ITEM 1.01 ENTRY INTO A MATERIAL DEFINITIVE AGREEMENT.
On February 10, 2025, Lodging Fund REIT III, Inc. (the “Company”), through certain of its subsidiaries, entered into hotel management agreements (each, an “Agreement”) with Hotel Equities Group, LLC (“Hotel Equities”), a hotel management company based in Atlanta, Georgia, with respect to each of the eight hotel properties (the “Properties”) currently under hotel management agreements with National Hospitality Services, LLC (“NHS”), a hotel management company owned primarily by Norman Leslie, an officer and director of the Company who is also a 50% owner of Legendary Capital REIT III Sponsor, LLC (“the Sponsor”), the Company’s sponsor. Hotel Equities is currently providing certain management duties with respect to the Properties pursuant to a partnership agreement with NHS entered into in 2023, pursuant to which NHS received a loan from Hotel Equities and an ongoing revenue participation on certain hotels subject to the partnership agreement in exchange for NHS delegating certain hotel operational duties to Hotel Equities. The newly executed Agreements between the Company and Hotel Equities are not within the scope of this partnership agreement. The hotel management agreements between certain of the Company’s subsidiaries and NHS with respect to the Properties were terminated, effective as of February 10, 2025. The Company did not incur any material early termination penalties in connection with such terminations.
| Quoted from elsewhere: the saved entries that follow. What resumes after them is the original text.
PR #437, opened 2019-02-06
Filter out guesses which differ in LSB

manasij7479:


regehr:
I'd like you to change build_deps a bit so that it checks out a specific revision of alive2 so we don't have these spurious test failures

lib/Infer/ExhaustiveSynthesis.cpp
```diff
@@ -731,6 +758,16 @@ ExhaustiveSynthesis::synthesize(SMTLIBSolver *SMTSolver,
     separatePCs(PCs, PCsCopy, InstCache, BlockCache, IC, &ConstMap, false);
 
     InstMapping Mapping2(LHS, I2);
+
+    if (LSBPruning && !GuessHasConstant) {
```
regehr: this idea should still work fine when we have synthesized constants on the RHS, right?

manasij7479: Yes, let's do that with another PR, added a TODO.

regehr: actually I don't think it's as easy as I thought-- so definitely save for later

lib/Infer/ExhaustiveSynthesis.cpp
```diff
@@ -472,6 +475,30 @@ bool exceeds64Bits(const Inst *I, std::set<const Inst *> &Visited) {
...
+
+  InstMapping NewMapping{NewLHS, NewRHS};
+
+  auto Query = BuildQuery(IC, BPCs, PCs, NewMapping, 0);
+
+  bool QueryIsSat;
+  auto EC = SMTSolver->isSatisfiable(Query, QueryIsSat, 0, 0, Timeout);
+  if (EC) {
+    if (DebugLevel > 1)
+      llvm::errs() << "error!\n";
```
regehr: should say something more interesting here, and probably at all debug levels

lib/Infer/ExhaustiveSynthesis.cpp
```diff
@@ -54,6 +54,9 @@ namespace {
   static cl::opt<bool> UseAlive("souper-use-alive",
     cl::desc("Use Alive2 as the backend"),
     cl::init(false));
+  static cl::opt<bool> LSBPruning("souper-lsb-pruning",
+    cl::desc("Try to prune guesses by looking for a difference in LSB"),
+    cl::init(true));
```
regehr: I'd say this is off by default until we've done some more extensive testing for effect on performance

The new Agreements appoint Hotel Equities as the exclusive manager for the Properties. Pursuant to the Agreements, Hotel Equities will receive a management fee equal to 3.00% of gross revenues of the Properties. Hotel Equities will also receive an accounting services fee of $2,500 per month, a revenue management fee of $2,000 per month, and a technology fee of $1,000 per month for accounting, data intelligence and budget forecast system costs, each with annual escalations of 3% or as set forth in the hotel operating budget. Hotel Equities will also receive a quarterly incentive fee equal to 0.45% of gross revenues of the Property to the extent four key performance indicators are achieved with respect to such quarter for such Property. Hotel Equities will also be reimbursed for its out-of-pocket expenses incurred in accordance with the hotel operating budget that are directly related to the performance of the hotel management functions. Each Agreement has a five-year initial term, which will be automatically renewed for additional 3-year terms unless earlier terminated by the parties. Except for certain circumstances described in the Agreement or otherwise agreed to by the parties, if Hotel Equities is not retained by the new property owner after a sale of the Property, Hotel Equities is entitled to an off-boarding fee equal to the management fees paid during the 12-month period immediately preceding the date of sale, subject to a 10% reduction following each 12-month period following the effective date of the Agreement. Hotel Equities is also entitled to a termination fee if Hotel Equities terminates the Agreement due to the Company failing to cure certain defaults under the Agreement or if the Company terminates the Agreement other than for cause, which fee is equal to the trailing 12 months of management fees paid to Hotel Equities immediately preceding the date of termination. Further, the Company is required to pay Hotel Equities an annual portfolio incentive fee of 15% of the combined gross operating profit for the Properties which is in excess of the budgeted gross operating profit for such calendar year, provided that total annual management fees, quarterly incentive fees, and portfolio incentive fees shall not exceed 4.5% of the total gross revenue for the calendar year.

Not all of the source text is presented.